The Court finds that the entire focus of the AO was on just one AY and the figure of receivables in relation to that AY can hardly reflect a pattern that would justify a TPO concluding that the figure of receivables beyond 180 days constitutes an international transaction by itself. With the Assessee having already factored in the impact of the receivables on the working capital and thereby on its pricing/profitability vis-a-vis that of its comparables, any further adjustment only on the basis of the outstanding receivables would have distorted the picture and re- characterised the transaction. This was clearly impermissible in law as explained by this Court in CIT v. EKL Appliances Ltd. (2012) 345ITR 241 (Delhi).
12. Consequently, the Court is unable to find any error in the impugned order of the ITAT giving rise to any substantial question of law for determination. The appeal is, accordingly, dismissed.”
We find in the impugned assessment year also working capital adjustment has been provided by the DRP for the services segment which already takes into account the impact of the outstanding receivables. Further in the impugned assessment year the outstandings payable are more than the outstandings receivable and average payment period to its AE is 176 days whereas the average collection period from its AE is only 19.55 days which is evident from page 331 of the paper book. Therefore, in our opinion, no adverse inference is warranted on account of receivables from the AE. We further find no interest has been charged from third parties by the assessee on account of delay in payment. Under these circumstances and in the light of the decision of Hon’ble Delhi High Court in the case of Kusum Health Care (P) Ltd. (supra) we are of the considered opinion that no adjustment on account of interest on receivables is called for. The AO is directed to delete the addition. We hold and direct accordingly. The second issue raised by the assessee in the grounds of appeal is accordingly allowed.

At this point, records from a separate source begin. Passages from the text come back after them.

PR #453, opened 2026-04-23
fix(descriptor): correct index tracking in `combinations()` function

tnull:
### Description

The combinations function was pushing `new_index` (the enumerate index relative to the skipped iterator) instead of `index + 1 + new_index` (the absolute index in the original vec). This caused duplicate and incorrect combinations to be generated for inputs larger than trivial sizes.

#### All Submissions:

#### Bugfixes:

### DIFF
--- a/src/descriptor/policy.rs
+++ b/src/descriptor/policy.rs
@@ -196,7 +196,7 @@ fn combinations(vec: &[usize], size: usize) -> Vec<Vec<usize>> {
             for (new_index, val) in vec.iter().skip(index + 1).enumerate() {
                 let mut cloned = vals.clone();
                 cloned.push(*val);
-                queue.push_front((new_index, cloned));
+                queue.push_front((index + 1 + new_index, cloned));
             }
         }
     }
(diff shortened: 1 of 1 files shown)


ValuedMammal:
Rebased

ValuedMammal (approved):
ACK d6bbe77a1fbf12fb28d23e4d53d0bd3f1691a2a6; ran the tests locally

ValuedMammal:
It's an obscure bug and the algorithm is not immediately clear, but the test confirms the bug.

ValuedMammal:
The key to understanding it is the meaning of the pair in the queue: (last_picked_index, partial_combo). The last_picked_index is the absolute position in vec of the most recently appended element. When we want to grow a partial combination, we only look at elements strictly to the right of that position — that one rule is what prevents duplicates and repetition.

Let's trace `combinations(&[0, 1, 2, 3], 3)` (4 choose 3) to make it concrete.

```sh
[0] ─── [0,1] ─── [0,1,2] ✓
    │          └── [0,1,3] ✓
    ├── [0,2] ─── [0,2,3] ✓
    └── [0,3]              (dead end — nothing to the right)
[1] ─── [1,2] ─── [1,2,3] ✓
    └── [1,3]              (dead end)
[2] ─── [2,3]              (dead end — only 2 elements, can't reach size 3)
[3]                        (dead end)
```

push_front makes it go deep before going wide — it finishes the [0,…] subtree entirely before visiting [1,…]. The index threaded through the queue is the "don't look left of here" cursor, and index + 1 + new_index converts the loop's relative offset back to an absolute position. That's the line the bug was on — the original code used new_index bare, which accidentally restarted the cursor from near the beginning of the slice on each recursive expansion.

(Claude 4.6)

PR #457, opened 2026-04-24
fix(descriptor): reject bare descriptors in check_wallet_descriptor

### LINKED ISSUE #54: Return error for invalid descriptor types
"The library will crash on descriptors without an address form, as it assumes it can always get it but doesn't check it. For instance importing a raw() descriptor would make BDK crash internally. This can be an issue for a server providing an API to register descriptors and monitor them using BDK."

"The descriptor is not checked in Wallet::create_with_params (it only is in load_with_params), allowing to create a Wallet with an incompatible (multipath, hardened steps, ..) descriptor which would break a number of invariants during usage of the Wallet."

tharu-jwd:
Bare descriptors (e.g. `pk()`) have no standard address form. Passing one to the wallet wasn't caught at creation time, causing panics later when address derivation is attempted. Closes #54.

Adds `UnsupportedDescriptorType` to `DescriptorError` and checks for `DescriptorType::Bare` in `check_wallet_descriptor`, returning the new error before the descriptor reaches wallet internals.

---

#### All Submissions:

#### Bugfixes:

### DIFF
--- a/src/descriptor/mod.rs
+++ b/src/descriptor/mod.rs
@@ -321,6 +321,12 @@ pub(crate) fn check_wallet_descriptor(
         ));
     }
 
+    // Reject bare descriptors: they have no standard address form and would cause panics
+    // inside the wallet when address derivation is attempted.
+    if descriptor.desc_type() == DescriptorType::Bare {
+        return Err(DescriptorError::UnsupportedDescriptorType);
+    }
+
     // Run miniscript's sanity check, which will look for duplicated keys and other potential
     // issues.
     descriptor.sanity_check()?;
@@ -912,6 +918,16 @@ mod test {
         let result = check_wallet_descriptor(&descriptor);
 
         assert!(result.is_err());
+
+        // Bare descriptors (e.g. pk()) have no standard address form and must be rejected.
+        let descriptor = Descriptor::<DescriptorPublicKey>::from_str(
+            "pk(tpubD6NzVbkrYhZ4XHndKkuB8FifXm8r5FQHwrN6oZuWCz13qb93rtgKvD4PQsqC4HP4yhV3tA2fqr2RbY5mNXfM7RxXUoeABoDtsFUq2zJq6YK/0/*)",
+        )
+        .expect("must parse");
+        assert_matches!(
+            check_wallet_descriptor(&descriptor),
+            Err(DescriptorError::UnsupportedDescriptorType)
+        );
     }
 
     #[test]
--- a/src/descriptor/mod.rs
+++ b/src/descriptor/mod.rs
@@ -321,10 +321,20 @@ pub(crate) fn check_wallet_descriptor(
         ));
     }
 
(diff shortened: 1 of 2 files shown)


ValuedMammal:
Would you mind dropping 33fb97b7 and push this again with just the bare descriptor check fix, thank you.

tharu-jwd:
> Would you mind dropping [33fb97b](https://github.com/bitcoindevkit/bdk_wallet/commit/33fb97b7a086fe1ba9e8dad4b04a88db70da9a3b) and push this again with just the bare descriptor check fix, thank you.

Hey, sure.

ValuedMammal:
Approach ACK

ACK 15604e8c11e24309b952c640ffa380b8a2c5eb5f

src/descriptor/mod.rs
```diff
@@ -912,6 +918,16 @@ mod test {
         let result = check_wallet_descriptor(&descriptor);
 
         assert!(result.is_err());
+
+        // Bare descriptors (e.g. pk()) have no standard address form and must be rejected.
+        let descriptor = Descriptor::<DescriptorPublicKey>::from_str(
+            "pk(tpubD6NzVbkrYhZ4XHndKkuB8FifXm8r5FQHwrN6oZuWCz13qb93rtgKvD4PQsqC4HP4yhV3tA2fqr2RbY5mNXfM7RxXUoeABoDtsFUq2zJq6YK/0/*)",
```
sdmg15, line 934: I think it'll be also worth fixing the case for 

`let descriptor = "raw(deadbeef)";` 

I wrote a while back the reproducing of this audit report: https://gist.github.com/sdmg15/54ee406e3826ba4acc51312e30054df2

ItoroD: Since DescriptorType::Raw does not exist as one of the types in DescriptorType, it might be best to match desc.type on all supported types and then return Err is its not part of any of those.

ValuedMammal: > I wrote a while back the reproducing of this audit report

This is reproducing an error which is expected, and technically not a panic.

ValuedMammal:
@tharu-jwd I couldn't get your tests to pass.

src/descriptor/mod.rs
```diff
@@ -912,6 +928,24 @@ mod test {
...
+        )
+        .expect("must parse");
+        assert_matches!(
+            check_wallet_descriptor(&descriptor),
+            Err(DescriptorError::UnsupportedDescriptorType)
+        );
+
+        // Raw script descriptors have no standard address form and must be rejected.
+        let descriptor = Descriptor::<DescriptorPublicKey>::from_str("raw(deadbeef)")
```
ItoroD, line 943: Test is failing because of this. You cannot parse raw, (as @ValuedMammal mentioned) so this error is expected. Your pk works because thats a bare descriptor. Might want to take this out.

I think fmt issue as well.

PR #461, opened 2026-04-24
fix: always validate non_witness_utxo in add_foreign_utxo

tnull:
### Description
Previously, non_witness_utxo was only validated when witness_utxo was None. An attacker could supply both a valid witness_utxo and a non_witness_utxo with the wrong txid, bypassing the txid/outpoint checks entirely.

Restructure the validation so non_witness_utxo is always checked when present, regardless of whether witness_utxo is also set. Only require at least one of the two to exist.

#### All Submissions:

#### Bugfixes:

### DIFF
--- a/src/wallet/tx_builder.rs
+++ b/src/wallet/tx_builder.rs
@@ -407,23 +407,19 @@ impl<'a, Cs> TxBuilder<'a, Cs> {
         satisfaction_weight: Weight,
         sequence: Sequence,
     ) -> Result<&mut Self, AddForeignUtxoError> {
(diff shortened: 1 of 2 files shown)


ValuedMammal (approved):
ACK f0302e9760b63565c81aaae86af407f1d9a7074a

luisschwab (approved):
ACK f0302e9760b63565c81aaae86af407f1d9a7074a

oleonardolima (commented):
utACK f0302e9760b63565c81aaae86af407f1d9a7074a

The ground of appeal No.4 by the assessee relates to levy of interest u/s. 271 (1) (c) of the IT Act which, in our opinion, is premature at this juncture. Accordingly the same is dismissed.
The ground of appeal No.5 of appeal relates to levy of interest u/s. 234 B of the IT Act which is mandatory and consequential in nature and, therefore, the same is dismissed.
In the result, the appeal filed by the assessee is partly allowed for statistical purpose. Order pronounced in the open court on 22.06.2020.